The Secondary air fan design power above can be modified by a curve using the secondary side flow fraction as the independent variable. Check this option to modify the secondary fan power in this way. If this option is unchecked then the fan power is assumed to be constant.
The Secondary air fan design power above can be modified by multiplying by the result of this dimensionless normalized curve. The curve is a function of the secondary side flow fraction as the independent variable. The curve generates a value of 1.0 at a flow fraction of 1.0. The flow fraction is the secondary air flow rate during operation divided by Secondary design air flow rate. Any curve with one independent variable can be used. Select a curve from one of these categories:
To define a dry-bulb temperature lower limit for evaporative cooler operation check this checkbox. Otherwise, if this option is unchecked then there is no dry-bulb temperature lower limit for evaporative cooler operation.
Minimum limit dry-bulb temperature
This setting defines the evaporative cooler inlet node dry-bulb temperature minimum limit (in °C or °F). The evaporative cooler will be turned off when evaporator cooler air inlet node dry-bulb temperature falls below this value. The typical minimum value is 16°C.
To define a wet-bulb temperature upper limit for evaporative cooler operation check this checkbox. Otherwise, if this option is unchecked then there is no wet-bulb temperature upper limit for evaporative cooler operation.
Minimum limit dry-bulb temperature
This setting defines the evaporative cooler air inlet node air wet-bulb temperature maximum limit (in °C or °F).
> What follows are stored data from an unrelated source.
PR #305, opened 2020-06-17
[2.5] New k8s versions v1.16.11, v1.17.7, v1.18.4

ryansann:
NOTE: this can't be merged until the upstream releases `v1.18.4`, which as of now has not been released

### DIFF
--- a/rke/k8s_service_options.go
+++ b/rke/k8s_service_options.go
@@ -85,6 +85,14 @@ func loadK8sVersionServiceOptions() map[string]v3.KubernetesServicesOptions {
 			Kubeproxy:      getKubeProxyOptions(),
 			Scheduler:      getSchedulerOptions(),
 		},
+		"v1.16.11-rancher1-1": {
+			Etcd:           getETCDOptions(),
+			KubeAPI:        getKubeAPIOptions116(),
+			Kubelet:        getKubeletOptions116(),
+			KubeController: getKubeControllerOptions(),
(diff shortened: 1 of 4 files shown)


ryansann:
[rancher/hyperkube:v1.18.4-rancher1](https://hub.docker.com/layers/rancher/hyperkube/v1.18.4-rancher1/images/sha256-fea8107879ad492a959a968fe4467079356afdf03976e4671ee60799b16cd58d?context=explore) is available now, this can be reviewed

Oats87:
We can't release these versions of Kubernetes, as there is a major bug: https://github.com/kubernetes/kubernetes/issues/92275 

Summary is the debian-hyperkube-base was bumped to `v1.1.0` which force changed the packaged `iptables` binaries to `nf_tables` which will guaranteed break.

rke/k8s_service_options.go
```diff
@@ -85,6 +85,14 @@ func loadK8sVersionServiceOptions() map[string]v3.KubernetesServicesOptions {
 			Kubeproxy:      getKubeProxyOptions(),
 			Scheduler:      getSchedulerOptions(),
 		},
+		"v1.16.11-rancher1-1": {
```
deniseschannon, line 88: I think this PR can be closed except we need to add this section in.

ryansann: Currently, there is no `v1.16.11-rancher1-1` version in `dev-v2.5`, the latest we have is `v1.16.10-rancher2-2`

PR #1103, opened 2023-03-01
K3s feb release v2.7

matttrach:


brandond (approved):

channels.yaml
```diff
@@ -301,5 +307,11 @@ releases:
...
     agentArgs: *agentArgs-v2
     featureVersions: *featureVersions-v1
+  - version: v1.24.11-rc1+k3s1
+    minChannelServerVersion: v2.6.7-alpha1
+    maxChannelServerVersion: v2.7.99
+    serverArgs: *serverArgs-v3
+    agentArgs: *agentArgs-v2
+    featureVersions: *featureVersions-v1
   #  v1.25.1+k3s1 was never released
   #  v1.25.2+k3s1 is not released through KDM yet
```
snasovich: I'm surprised there are no 1.25 versions in `dev-v2.7` for k3s (but there are for RKE2 - so this doesn't make sense).

snasovich: Update: Looks like rebase is needed and we do want to add 1.25.7 here (actually replacing any not-yet-released 1.25.x versions).

brandond: Thats a good catch - @matttrach since 2.7.2 will support Kubernetes 1.25 we should start adding the 1.25 releases to KDM. We're doing that for RKE2 starting with https://github.com/rancher/kontainer-driver-metadata/pull/1099/files#diff-a0456795a97052d90c30065cde4425e798e52b4a119590fc8a7e66416ec5ce61R1092

brandond (changes requested):
need to add 1.25

channels.yaml
matttrach: done, thanks!

matttrach:
not sure why this got closed

brandond (dismissed):

dereknola (dismissed):

matttrach:
something is automatically closing PRs when I rebase, sorry

channels.yaml
```diff
@@ -341,12 +347,23 @@ releases:
...
     serverArgs: *serverArgs-v3
     agentArgs: *agentArgs-v2
     featureVersions: *featureVersions-v1
-
+  - version: v1.25.7+k3s1
+    minChannelServerVersion: v2.7.2-alpha1
+    maxChannelServerVersion: v2.7.99
+    serverArgs: *serverArgs-v3
+    agentArgs: *agentArgs-v2
+    featureVersions: *featureVersions-v1
```
rancher-max, line 362: We should also remove v1.25.6+k3s1 since it has never been released in rancher

rancher-max (changes requested):

channels.yaml
matttrach: done

brandond (approved):

briandowns (approved):

bguzman-3pillar (approved):

rancher-max (approved):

When the evaporative cooler air inlet node air wet-bulb temperature exceeds this limit, then the evaporative cooler is turns off. The typical maximum value is 24°C.
To define a dry-bulb temperature upper limit for evaporative cooler operation check this checkbox. Otherwise, if this option is unchecked then there is no dry-bulb temperature upper limit for evaporative cooler operation.
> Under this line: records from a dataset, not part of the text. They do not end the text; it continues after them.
PR #1137, opened 2023-05-19
May k3s releases

briandowns:
https://github.com/rancher/rancher/issues/41615

### DIFF
--- a/channels.yaml
+++ b/channels.yaml
@@ -396,7 +396,7 @@ releases:
     minChannelServerVersion: v2.7.5-alpha1
     maxChannelServerVersion: v2.7.99
     serverArgs: &serverArgs-v4
-      <<: &serverArgs-v3
+      <<: *serverArgs-v3
       flannel-backend:
         type: enum
         options:
@@ -405,5 +405,6 @@ releases:
         - ipsec
         - host-gw
         - wireguard
+        - wiregaurd-native
     agentArgs: *agentArgs-v2
     featureVersions: *featureVersions-v1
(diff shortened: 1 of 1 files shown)


rancher-max (changes requested):
As this will be the first v1.26 release, I believe we want to replace v1.26.4. cc @snasovich @kinarashah to confirm.

Also, for 1.26, I noticed that we have some changed args for `flannel-backend`. I believe we need to update this to include `wireguard-native`.
`   --flannel-backend value                    (networking) backend<=option1=val1,option2=val2> where backend is one of 'none', 'vxlan', 'ipsec' (deprecated), 'host-gw', 'wireguard-native', 'wireguard' (deprecated) (default: "vxlan")`

rancher-max (commented):
LGTM! Will officially approve once we cut releases and remove RC. Thank you!

channels.yaml
```diff
@@ -374,9 +380,25 @@ releases:
...
+      <<: *serverArgs-v3
+      flannel-backend:
+        type: enum
+        options:
+        - none
+        - vxlan
+        - ipsec
+        - host-gw
+        - wireguard
+        - wiregaurd-native
```
brandond, line 402:
```suggestion
        - wireguard-native
```

brandond (changes requested):

brandond (dismissed):
need to `go generate` again, LGTM otherwise.

rancher-max (approved):

channels.yaml
brandond: still misspelled

PR #1151, opened 2023-06-14
[v2.7] K8s june 2023 patches

vardhaman22:
linked issue: https://github.com/rancher/rancher/issues/41751


pkg/rke/k8s_rke_system_images.go
```diff
@@ -8770,6 +8770,50 @@ func loadK8sRKESystemImages() map[string]v3.RKESystemImages {
 			WindowsPodInfraContainer:  "rancher/mirrored-pause:3.7",
 			Nodelocal:                 "rancher/mirrored-k8s-dns-node-cache:1.21.1",
 		},
+		// Enabled out of band post v2.7.5
+		"v1.24.15-rancher1-1": {
+			Etcd:                      "rancher/mirrored-coreos-etcd:v3.5.6",
```
kinarashah: Is this etcd bump intentional? Technically there shouldn't be issues but it'd be safer to keep patch versions at the same etcd level unless there's a specific issue we're trying to fix.

kinarashah (dismissed):
Other changes LGTM

pkg/rke/k8s_rke_system_images.go
doflamingo721: Downgraded the etcd version to 3.5.4

kinarashah (approved):
Thanks @doflamingo721 for also syncing in the v2.7.5 release changes. LGTM.

PR #1156, opened 2023-06-16
Rke2 2023 june

briandowns:


rancher-max (approved):

rancher-max:
ah looks like we can just close this PR actually since https://github.com/rancher/kontainer-driver-metadata/pull/1173 was merged to cover the same things.

brooksn:
Yes, this one should not be merged.

PR #1187, opened 2023-07-20
[v2.6] K3S July patch releases

johnatasr:


channels.yaml
```diff
@@ -368,4 +368,13 @@ releases:
     maxChannelServerVersion: v2.6.99
     serverArgs: *serverArgs-v3
     agentArgs: *agentArgs-v2
+    featureVersions: *featureVersions-v1
+  - version: v1.24.16+k3s1
+    minChannelServerVersion: v2.6.7-alpha1
+    maxChannelServerVersion: v2.6.99
+    serverArgs:
```
tashima42, line 375: I think you should create a new serverArgs version here

johnatasr: Probably creating an unused anchor, such as **serverArgs-v4**, in YAML files, can be considered a code smell.

channels.yaml
```diff
@@ -368,4 +368,13 @@ releases:
     maxChannelServerVersion: v2.6.99
     serverArgs: *serverArgs-v3
     agentArgs: *agentArgs-v2
+    featureVersions: *featureVersions-v1
+  - version: v1.24.16+k3s1
```
est-suse, line 372: Can we have the new RC version instead of this please? for testing

est-suse (dismissed):

channels.yaml
johnatasr: Done

rancher-max (approved):
LGTM -- fair point on the unused anchor stuff. Whoever does August release will just need to add the anchor here to use it for those 👍

rancher-max:
https://github.com/rancher/rancher/issues/42116

cwayne18 (approved):

PR #1188, opened 2023-07-21
[v2.7] K3S patch releases

tashima42:


johnatasr (dismissed):

rancher-max (changes requested):
I see that you removed the `vpn-auth` stuff from the `serverArgs` for the previous v1.26 release. Can we do the same for the previous v1.25 release (v1.25.11) as they only need to be present in the agentArgs when they apply to both?

Other than that, this LGTM. It's just fixing stuff from the previous versions 👍

channels.yaml
```diff
@@ -427,11 +440,12 @@ releases:
   - version: v1.26.6+k3s1
     minChannelServerVersion: v2.7.5-alpha1
     maxChannelServerVersion: v2.7.99
-    serverArgs: &serverArgs-v6
-      <<: *serverArgs-v4
-      vpn-auth:
-        type: string
-      vpn-auth-file:
-        type: string
+    serverArgs: *serverArgs-v3
```
rancher-max: I think this should be still be `*serverArgs-v4`

channels.yaml
```diff
@@ -395,19 +404,23 @@ releases:
...
       vpn-auth-file:
         type: string
     featureVersions: *featureVersions-v1
+  - version: v1.25.12+k3s1
+    minChannelServerVersion: v2.7.2-alpha1
+    maxChannelServerVersion: v2.7.99
+    serverArgs: &serverArgs-v6
+      <<: *serverArgs-v3
+      helm-job-image:
+        type: string
```
rancher-max: This can just use `*serverArgs-v5` I think

channels.yaml
```diff
@@ -427,11 +440,12 @@ releases:
...
-        type: string
-      vpn-auth-file:
-        type: string
+    serverArgs: *serverArgs-v3
+    agentArgs: *agentArgs-v3
+    featureVersions: *featureVersions-v1
+  - version: v1.26.7+k3s1
+    minChannelServerVersion: v2.7.5-alpha1
+    maxChannelServerVersion: v2.7.99
+    serverArgs: *serverArgs-v6
```
rancher-max: This should probably pull from `serverArgs-v4` and then include the `helm-job-image` to eventually have its own `&serverArgs-v6`

rancher-max (changes requested):

rancher-max:
https://github.com/rancher/rancher/issues/42115

rancher-max (approved):
LGTM

vardhaman22:
@Tashima42  this PR has some  [docker info related changes](https://github.com/rancher/kontainer-driver-metadata/pull/1188/files#diff-d01a2c7a3b562201db5cb878080d51541026cccb36734541963bf2a41246cab4) which were not supposed to go with july 2023 patches, so this needs to be reverted.
cc: @kinarashah @snasovich @mitulshah-suse

tashima42:
Hi, @vardhaman22 this PR has been [reverted](https://github.com/rancher/kontainer-driver-metadata/pull/1191) and a new one with only the k3s patch release updates has been [merged](https://github.com/rancher/kontainer-driver-metadata/pull/1194)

Maximum limit dry-bulb temperature
This setting defines the evaporative cooler air inlet node dry-bulb temperature maximum limit (in °C or °F). The evaporative cooler will be turned off when the evaporative cooler air inlet node dry-bulb temperature exceeds this value. The typical maximum value is 28°C.
This field is used to specify the secondary fan flow rate and is specified in m3/s or ft3/min.
This field is used to specify the total efficiency of the fan and is used to calculate the power consumed by the evaporative cooler secondary fan. Input values should be between 0 and 1.
This field is used to specify the delta pressure across the secondary stage of the evaporative cooler (in Pa or in H2O).
Select this option to model additional water consumed by the cooler from blowdown. Blowdown is water that is intentionally drained from the cooler’s sump to offset the build up of solids in the water that would otherwise occur because of evaporation.
The value entered here is dimensionless. It can be characterized as the ratio of solids in the blowdown water to solids in the make up water. Typical values are 3 to 5. The default is 3.0.
Schedule that defines when the coil is available, i.e. whether the evaporative cooler can run during a given time period. A schedule value greater than 0 (usually 1 is used) indicates that the unit can be on during a given time period. A value less than or equal to 0 (usually 0 is used) denotes that the unit is off.